Like any good teacher, the building would have to be accessible to all students, he said.
“The idea was that this could be a gateway point to the university,” he said. “This would be a gateway, and simultaneously, a building with identity appropriate for a school of design and planning.”
Though Pearl Hall was created to meet historical qualities expected by the University it was not built to imitate buildings like Ortega or Scholes, Schluntz said. Pearl Hall was made to be different and to encourage the creativity of the students, faculty and staff who use it.
“The essence is really the power of design to support and improve expected human functions,” he said. “The building responds to how we teach and how students learn. How staff and faculty work together.”
Students work to get assignments in on time but more than learning about the mechanics of a building a student should learn the mechanics of a place, Predock said.
Students, like Flynn, who have made Pearl Hall their second home work to get their assignments in on time and pass their classes. But Predock said he hopes they leave the school of architecture and planning with something else.

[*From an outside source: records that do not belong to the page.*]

PR #3995, opened 2024-07-15
Undo/Redo for target cloning

toddburnside:
The following things need to happen in all cases when a clone is created

1. Create the clone via the API, assign it to the specified observations, and make whatever changes to the target triggered the cloning. This is all done via a single call to `cloneTarget` mutation with the appropriate `Input`.
2. Add the target target to the local list of targets and swap the original target id for the cloned target id in the local list of ObsSummaries.

Depending on where the cloning was initiated from (target tab with one or more observations selected, target tab with a row in the summary table selected, or an observation selected on the observation tab) various other things need to be done. This always includes setting the URL, but can also include expanding groups in the AsterismGroupList. This is done via the `onCloneTarget` function passed to the SIderealTargetEditor. On creation this is called directly so that it happens in the same cycle as the cloning. If I waited to call this in the `onSet` of the action, when editing a asterism from the target tab, the URL would usually be incorrect. This is because the page would be set to the summary table in the meantime, and it would force the URL back to it.

For `undo`, everything is handled in the `TargetCloneAction`:

1. Remotely, the target needs to be deleted (I avoid that if someone in another session has assigned the new target to a different observation) and the asterism of all the affected observations need to have the clone removed and the original target added. 
2. Locally the clone is deleted and the asterisms are updated according. This is via the `onCloneTarget` method mentioned above.

`redo` is similar to undo, but in the reverse.

The core of the changes are in the cloning in `SiderealTargetEditor` and the `TargetCloneAction` that is used there. The `Fix problem of updating undostacks multiple times` commit also changes how the `Aligner` is created so that the `UndoSetter[Target.Sidereal]` that is passed in the props does not get updated when a clone will be performed. Before this change, the undo stacks got modified both by the change to the target AND by the cloning.

Next are the `onCloneTarget*` functions in `TargetTabContents` and `ObsTabTiles` that are passed to `SidereralTargetEditor` and on to `TargetCloneAction`.

For the initial clone and redoing, the URL seems to work correctly, however when undoing something about the cycle of events and the async nature of the undo often results in the TargetSummaryTable being displayed instead of the original target editor. I have decided that this is enough of a `best effort`.

### DIFF
--- a/explore/src/main/scala/explore/tabs/AsterismEditorTile.scala
+++ b/explore/src/main/scala/explore/tabs/AsterismEditorTile.scala
@@ -16,10 +16,13 @@ import explore.model.GlobalPreferences
 import explore.model.ObsConfiguration
 import explore.model.ObsIdSet
 import explore.model.ObsTabTilesIds
+import explore.model.OnCloneParameters
+import explore.model.ProgramSummaries
 import explore.model.TargetEditObsInfo
 import explore.model.TargetList
 import explore.model.enums.TileSizeState
 import explore.targeteditor.AsterismEditor
+import explore.undo.UndoContext
 import explore.undo.UndoSetter
 import japgolly.scalajs.react.Callback
 import japgolly.scalajs.react.extra.router.SetRouteVia
@@ -29,7 +32,6 @@ import lucuma.core.model.Target
 import lucuma.core.model.User
 import lucuma.schemas.ObservationDB
 import lucuma.schemas.model.BasicConfiguration
-import lucuma.schemas.model.TargetWithId
 import lucuma.ui.syntax.all.given
 import org.typelevel.log4cats.Logger
 import queries.schemas.odb.ObsQueries
@@ -44,12 +46,13 @@ object AsterismEditorTile:
     obsIds:            ObsIdSet,
     asterismIds:       View[AsterismIds],
     allTargets:        UndoSetter[TargetList],
+    programSummaries:  UndoContext[ProgramSummaries],
     configuration:     Option[BasicConfiguration],
     vizTime:           View[Option[Instant]],
     obsConf:           ObsConfiguration,
     currentTarget:     Option[Target.Id],
     setTarget:         (Option[Target.Id], SetRouteVia) => Callback,
-    onCloneTarget:     (Target.Id, TargetWithId, ObsIdSet) => Callback,
+    onCloneTarget:     OnCloneParameters => Callback,
     obsInfo:           Target.Id => TargetEditObsInfo,
     searching:         View[Set[Target.Id]],
     title:             String,
@@ -80,6 +83,7 @@ object AsterismEditorTile:
           obsIds,
           asterismIds,
           allTargets,
+          programSummaries,
           vizTime,
           obsConf,
           currentTarget,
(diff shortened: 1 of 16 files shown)


explore/src/main/scala/explore/tabs/AsterismEditorTile.scala
```diff
@@ -44,12 +46,13 @@ object AsterismEditorTile:
     obsIds:            ObsIdSet,
     asterismIds:       View[AsterismIds],
     allTargets:        UndoSetter[TargetList],
+    programSummaries:  UndoContext[ProgramSummaries],
```
rpiaggio, line 49: I'd rather we limit write access to only what the lower components are supposed to change. Unless we need the lower components to be able modify any part of `ProgramSummaries`.

Also, passing `UndoContext[ProgramSummaries]` makes the `allTargets` property redundant.

Finally, `UndoContext` is an `UndoSetter` that adds the ability to `undo` and `redo`. If we don't plan to allow those in the lower components, it's enough to pass an `UndoSetter`.

toddburnside: Lower down there is an `Action` that modifies both the observations and the targets in the ProgramSummaries. I guess I could make a `Lens` into a tuple of `(ObservationList, TargetList)` and use that to zoom into the ProgramSummaries. 

It does have to be an undo context, because the `Action` requires `UndoContext`

rpiaggio: Yes, we can do a `disjointZip` to zoom into observations and targets if we need them together. Then a `zoom` into the first element of the tuple would give us `allTargets`.

> the Action requires UndoContext

Not sure I follow what you meant. The `set` and `mod` methods in `Action` take an `UndoSetter`.

toddburnside: > Not sure I follow what you meant. The `set` and `mod` methods in `Action` take an `UndoSetter`.

My bad. I just glanced at the class and the parameters are named `undoCtx`, but they are `UndoSetter`s.

explore/src/main/scala/explore/targeteditor/SiderealTargetEditor.scala
```diff
@@ -122,6 +138,30 @@ object SiderealTargetEditor:
     attemptCombine(ra, dec)
       .map(ProperMotion.apply.tupled)
 
+  // An UndoSetter that doesn't really update any undo stacks
+  private def noopUndoSetter[M](view: View[M]): UndoSetter[M] =
```
toddburnside, line 142: This seems to work and be useful here. I don't know if it is generally useful enough to put somewhere like the UndoSetter companion object?

rpiaggio (commented):
Thank you very much for the detailed and clear explanation. It helped me understand the challenge.

I'm not sure I understand why this happens:
> If I waited to call this in the onSet of the action, when editing a asterism from the target tab, the URL would usually be incorrect. This is because the page would be set to the summary table in the meantime, and it would force the URL back to it.

The Under works with getter/setter functions such that the whole action is captured as a single value `A`, and the setter acts as an interpreter of sorts to apply an `A` to the model. `A` needs not be part of the model, it could be an auxiliary structure that extracts parts of model or fictitious values to signal inclusion/exclusion in collections, for example. That's what `KIListMod` and `KITreeMod` do, for example.

If we were to create a similar structure to represent cloning (or maybe it's enough to add specific methods in the `KI*Mod`s), I feel that it would be more undo-friendly and logic could be streamlined and compartmentalized a bit more.

We can explore this further if you feel like it. Anyway, inasmuch as I followed the logic, this PR LGTM.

He said an architect’s first responsibility is to enhance the area where they build their creation. Predock said students should view their roles as designers as a way to better a community by enhancing its landscape.
“Globalization is like a buzzword, but with architecture, what globalization generally does is transplant a western model to a third-world country. I think that is so dead wrong,” he said. “It is key that architects first honor the place and honor the people and not just bring some building and plop it down not using architecture to enrich life.”